GI-Clust: Deep Clustering for Early Gastrointestinal Cancer Detection

Published: 23 Sept 2025, Last Modified: 18 Oct 2025TS4H NeurIPS 2025EveryoneRevisionsBibTeXCC BY 4.0
Keywords: Predictive Clustering, Time-series Modelling, Interpretable Representation Learning, Phenotype Discovery / Risk Stratification, Early GI cancer detection, Modelling Primary Care Data
TL;DR: GI-Clust is a novel deep clustering model that learns from sparse multivariate primary care EHR time series to improve early GI cancer detection and identify interpretable phenotypes.

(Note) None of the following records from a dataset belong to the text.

PR #3, opened 2023-10-31
Add RFC for syntax for property access

asajeffrey:


asajeffrey:
Rendered: https://github.com/asajeffrey/rfcs/blob/syntax-property-access-modifiers/docs/syntax-property-access-modifiers.md

asajeffrey:
Moved from https://github.com/luau-lang/luau/pull/284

Abstract: Early diagnosis of gastrointestinal (GI) cancers remains challenging due to non-specific symptom presentation and the limitations of existing risk stratification tools in primary care. Current models are predominantly static, failing to capture how patient trajectories evolve within electronic health records (EHRs). We present GI-Clust, a predictive deep clustering framework designed for irregular, multivariate EHR time series. GI-Clust employs a dual-encoder architecture: an LSTM-based attention encoder for temporal features with an integrated interpretability framework, and a lightweight MLP encoder for baseline risk factors, fused via a gated mechanism. Latent embeddings are clustered using a Gumbel-Softmax layer, enabling differentiable optimisation. The framework jointly optimises prediction and clustering objectives to uncover clinically interpretable patient subgroups. Evaluated on 210,970 UK primary care patients from the QResearch database, GI-Clust outperforms strong baselines, including XGBoost, LSTM-Encoder, and CAMELOT, achieving AU-ROC 0.870 and F1 0.380, while identifying phenotype-specific feature–time dependencies (e.g., haemoglobin in the six months prior to diagnosis across GI cancer subtypes). Crucially, the model generalises well to geographically distinct test regions, demonstrating robustness. To our knowledge, this is the first predictive clustering approach applied to longitudinal UK primary care data for cancer detection.